### WHAT TO WORK ON
Restate word for word the lines in the listing below, starting at the line containing "### LINKED ISSUE #1785: Traefik" and ending at the line containing "### What did you see instead?", both included; leave out the rest.

### SUPPLIED DATA
PR #1810, opened 2017-06-30
remove confusing go-marathon log message

marco-jantke:
Log message produced by go-marathon was:

`time="2017-06-28T09:08:19Z" level=debug msg="listenToSSE(): failed to
handle event: failed to decode the event type, content: , error: EOF"`

The fix for this was done in the upstream project of go-marathon donovanhide/eventsource.

Background is that Marathon periodically sends a `\n` over the SSE subscription, in order to keep the connection alive. This was parsed as empty event by the eventsource and published. go-marathon in turn was not able to do something with this empty event was producing the log message above. By getting rid of publishing empty events in the downstream library, we also get rid of this log message.


ldez:
https://github.com/donovanhide/eventsource/compare/441a03aa37b3329bbb79f43de81914ea18724718...b8f31a59085e69dd2678cf51840db2ac625cb741

Issue #1559, opened 2017-05-05
Support Marathon readiness checks


timoreimann:
[Readiness checks](https://mesosphere.github.io/marathon/docs/readiness-checks.html) are a means to prevent Marathon tasks from being taken into LB rotation prior to them being ready to serve traffic. The idea is that applications define a readiness check HTTP endpoint along with a number of parameters in the Marathon specification, which will cause Marathon to only mark a task as ready during the deployment of the associated application if that endpoint returns a successful response.

Traefik already vendors a copy of the go-marathon that brings [readiness check support](https://github.com/gambol99/go-marathon/pull/273). The only thing left to do in Traefik is to filter out tasks whose readiness check result is not positive.

Refs #1185.

timoreimann:
Internally, I have already implemented the necessary logic for [Bamboo](https://github.com/QubitProducts/bamboo). It should be fairly trivial to port it to Traefik, which I'm going to do.

PR #1815, opened 2017-07-02
Use single API call to fetch Marathon resources.

### LINKED ISSUE #1846: Marathon API calls are inefficient
Traefik does the following:
Request all applications
Request all tasks
Filter applications returned
Filter tasks returned

Marathon's REST API allows all of this in one call
GET /v2/apps?embed=apps.tasks&label=traefik.tags==mumble

This also makes the marathon server workload smaller, as it doesn't have to return a large body of data to each traefik server.

timoreimann:
Change Marathon provider to make just one API call instead of two per configuration update by means of specifying embedded resources, which enable retrieving multiple response types from the API at once. Apart from the obvious savings in API calls, we primarily gain a consistent view on both applications and tasks that allows us to drop a lot of correlation logic.  Additionally, it will serve as the basis for the introduction of [readiness checks](https://github.com/containous/traefik/issues/1559) which require application/task consistency for correct leverage on the proxy end.

Additional changes:

marathon.go:
- Filter on tasks now embedded inside the applications.
- Reduce/simplify signature on multiple template functions as we do not need to check for proper application/task correlation anymore.
- Remove getFrontendBackend in favor of just getBackend.
- Move filtering on enabled/exposed applications from `taskFilter` to `applicationFilter`. (The task filter just reached out to the applications anyway, so it never made sense to locate it with the
  tasks where the filter was called once for every task even though the result would never change.)
- Remove duplicate constraints filter in tasks, where it neither made sense to keep as it operates on the application level only.
- Add context to rendering error.

marathon_test.go:
- Simplify and reduce numerous tests.
- Convert tests with high number of cases into parallelized sub-tests.
- Improve readability/structure for several tests.
- Add missing test for enabled/exposed applications.
- Simplify the mocked Marathon server.

marathon.tmpl:
- Update application/task iteration.
- Replace `getFrontendBackend` by `getBackend`.

Fixes #1846

### DIFF
--- a/provider/marathon/marathon_test.go
+++ b/provider/marathon/marathon_test.go
@@ -9,8 +9,8 @@ import (
 	"github.com/containous/traefik/provider/marathon/mocks"
 	"github.com/containous/traefik/testhelpers"
 	"github.com/containous/traefik/types"
-	"github.com/davecgh/go-spew/spew"
 	"github.com/gambol99/go-marathon"
+	"github.com/stretchr/testify/assert"
 	"github.com/stretchr/testify/mock"
 )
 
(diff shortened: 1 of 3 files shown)


timoreimann:
Note that I have explicitly tried to keep the changes to tests as close to the bare minimum as possible to reflect the changes in the production code. Specifically, the Marathon tests badly need a builder pattern to reduce the amount of boilerplate.

I'll tackle that in a follow-up PR in order to keep this PR simple-ish.

emilevauge:
Great work @timoreimann, design LGTM :clap:

provider/marathon/marathon_test.go
```diff
@@ -9,107 +9,78 @@ import (
...
-					},
-				},
+			desc: "simple application",
+			application: marathon.Application{
+				Ports:  []int{80},
+				Labels: &map[string]string{},
 			},
-			tasks: &marathon.Tasks{
-				Tasks: []marathon.Task{
+			task: marathon.Task{
```
ldez: Could you reduce test definition with some helpers builder?

```golang
// ...
    task: aMarathonTask(withDefaultIPAddress),
// ...
```
```golang

func aMarathonTask(builders ...func(marathon.Task)) marathon.Task {
	task := marathon.Task{
		Host:  "localhost",
		Ports: []int{80},
	}

	for _, builder := range builders {
		builder(task)
	}

	return task
}

func withDefaultIPAddress(task marathon.Task) {
	task.IPAddresses =  []*marathon.IPAddress{
		{
			IPAddress: "127.0.0.1",
			Protocol:  "tcp",
		},
	}
}
```
I think you do the same for `marathon.Application`, `types.Backend`, `types.Frontend`.

emilevauge:
@ldez Marathon integration tests will be done https://github.com/containous/traefik/pull/1406 ;)

provider/marathon/marathon_test.go
timoreimann: [As noted](https://github.com/containous/traefik/pull/1815#issuecomment-312513938), I intentionally kept modifications to the tests as minimal as possible in order to not risk changing both production code and the our test coverage safety net at the same time.

I'd like to do the test improvements in a follow-up PR. In fact, I'm already working on that and have started building a builder very similar to what you outlined.

Okay for you?

timoreimann:
Having at least some minimal integration test would actually be nice.

I'll wipe off the dust of #1406 and see if I can put something basic together. This PR doesn't change functionality, so ideally #1406 should provide immediate benefit.

provider/marathon/marathon_test.go
ldez: I'm not really like to have 2 PRs for the same subject when 2-3 commits make the job: you can create a temporary test file, with the new tests, ensure all old tests always pass and replace old tests file by the temporary file. (with commit [and push to run CI] at each step)

But tests passed and code build.

Forget my request.

ldez:
@emilevauge I know, it's just a joke because @timoreimann and me have already speaking about Marathon integration tests. 😃

ldez:
@timoreimann Could you rebase and resolve conflicts?

timoreimann:
Rebased.

Juliens:
@timoreimann Could you resolve conflicts? Thx

timoreimann:
@Juliens Rebased.

PR #1817, opened 2017-07-03
Tell glog to log everything into STDERR.

### LINKED ISSUE #1785: Traefik in from-scratch Docker container exits with exit code 0 if RBAC permissions on Kubernetes are insufficient
Bug.

### What did you do?
Start Traefik on Kubernetes with RBAC permissions set to allow access to Ingresses, Services, and Endpoints. Specifically, I did not permit access to Secrets.

Traefik humming along nice and smooth.

### What did you see instead?
Traefik exits with error code 2 when it cannot access Secrets.

latest master.

Relevant logs:

```
E0625 21:28:59.568275       1 reflector.go:300] github.com/containous/traefik/vendor/k8s.io/client-go/tools/cache/reflector.go:94: Failed to watch *v1.Secret: the server does not allow access to the requested resource (get secrets)
log: exiting because of error: log: cannot create log: open /tmp/traefik.traefik-ingress-controller-wgt5n.unknownuser.log.ERROR.20170625-212859.1: no such file or directory
```

The last line is from glog and responsible for the actual premature program termination.

The issue is happening because of two events happening simultaneously:

- Traefik requires permissions to Secrets even when basic auth isn't used (#1784).
- client-go configures glog to log such access failures to a file but the required `/tmp` directory isn't available on a `FROM scratch` Docker container, leading to the eventual failure.

The proper fix is likely to make client-go not log to a file by default. In the meantime though, we can mitigate the problem by fixing #1784. In general, Traefik shouldn't stop running because of a permission problem with one provider.

For the Secrets case specifically, a workaround for now is to enable Secrets access on RBAC.

timoreimann:
Logging errors into a file inside a minimalistic container might not be possible, and glog bails out with an exit code > 0 if it fails.

Fixes #1785

### DIFF
--- a/provider/kubernetes/kubernetes.go
+++ b/provider/kubernetes/kubernetes.go
@@ -4,6 +4,7 @@ import (
 	"bufio"
 	"bytes"
 	"errors"
+	"flag"
 	"fmt"
 	"os"
 	"reflect"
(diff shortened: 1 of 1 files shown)


timoreimann:
Picked some random reviewers; @containous/traefik, feel free to review as desired. :-)

timoreimann:
@emilevauge sure thing 👍 done.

### EXPECTED ANSWER
### LINKED ISSUE #1785: Traefik in from-scratch Docker container exits with exit code 0 if RBAC permissions on Kubernetes are insufficient
Bug.

### What did you do?
Start Traefik on Kubernetes with RBAC permissions set to allow access to Ingresses, Services, and Endpoints. Specifically, I did not permit access to Secrets.

Traefik humming along nice and smooth.

### What did you see instead?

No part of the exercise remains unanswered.